Il cambiamento delle abitudini di vita rende importante riuscire a mantenere una certa
routine e, nel caso degli adolescenti, questo implica necessariamente l’impegno del
genitore nel farla rispettare.
Le regole potranno essere rinegoziate e può essere utile sperimentare insieme la
contrattazione di qualcuna di queste, magari assumendosi compiti reciproci precisi, come
in una sorta di contratto.
Infine, per promuovere l’adesione alle regole è utile tenere a mente l’importanza del
rinforzo positivo, riconoscendo l’impegno del figlio e premiandolo quando agisce
comportamenti rispettosi delle medesime.
Anche in famiglia diventa importante coltivare spazi in cui dedicarsi ad attività che
consentano di creare uno spazio per stare insieme, condividere, giocare ed esplorare, al di
là del coronavirus.
Guardare insieme una serie tv, oltre al momento di condivisione della visione in sé, può
offrire anche stimoli di discussione comune in altri momenti della giornata. Dedicarsi alla
preparazione di una cena con più portate, a partire dalla discussione e contrattazione per
la scelta di un menù che sia negoziato e approvato da tutti i componenti della famiglia.
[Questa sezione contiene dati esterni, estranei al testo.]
PR #116, opened 2021-05-20
[ParticleDisplay] Add force support

cricri211:
I already added this in my XParticle usage, I think everyone should be able to use force, with false by default.

Feel free to not accept this PR since force particles can be resource-intensive for clients with small GPU configurations !

### DIFF
--- a/src/main/java/com/cryptomorin/xseries/particles/ParticleDisplay.java
+++ b/src/main/java/com/cryptomorin/xseries/particles/ParticleDisplay.java
@@ -54,7 +54,7 @@ import java.util.concurrent.Callable;
  * <code>[r, g, b, size]</code>
  *
  * @author Crypto Morin
- * @version 5.0.0
+ * @version 5.0.1
  * @see XParticle
  */
 public class ParticleDisplay implements Cloneable {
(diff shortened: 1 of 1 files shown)


portlek (approved):

cricri211:
I have literally no ideas of what does the error mean :')

```
[ERROR] Failed to execute goal org.apache.maven.plugins:maven-compiler-plugin:3.8.1:compile (default-compile) on project XSeries: Compilation failure
[ERROR] Bad service configuration file, or exception thrown while constructing Processor object: javax.annotation.processing.Processor: Provider org.eclipse.sisu.space.SisuIndexAPT6 not found
```

Does it come from the changed here or something ?

cricri211:
Oh, I didn't know the link was dynamic, sorry for the spam.

It seems the fail also happens without this change.

Im-Fran:
Hey @cricri211 I had the same issue with maven but I solved it by adding the following configuration to the maven compiler plugin:
```xml
<configuration>
    <proc>none</proc> <!-- This is what I added -->
    <source>1.8</source>
    <target>1.8</target>
</configuration>
```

Le attività sono potenzialmente infinite e possono dipendere dagli interessi dei componenti
della famiglia, ma anche dal desiderio di scoprire insieme e sperimentarsi in nuove attività
cui nessuno si era dedicato prima.

Il compito del Pedagogista clinico, in questo momento pieno di confusione e incertezza, è
trovare un punto focale all’interno della famiglia. Educare i genitori ad utilizzare modalità
diverse con i propri figli rispetto a un anno fa. Non è solo la pandemia ma ogni neonato,
bambino, adolescente ha cambiato la sua visione di vita e, un anno per loro, non si
traducono solo in 12 mesi persi, sono 12 mesi che non torneranno più in un’età così
difficile, perché al suo interno troviamo lo studio, la socializzazione, la manualità, la
frustrazione di un brutto voto, la routine dell’uscire di casa per andare a scuola, la
condivisione delle feste assieme ai parenti, amici ecc. quindi questi momenti dovranno
tornare con modalità e strategie diverse. Il compito del Pedagogista clinico è aiutare le
famiglie in questo passaggio così difficile.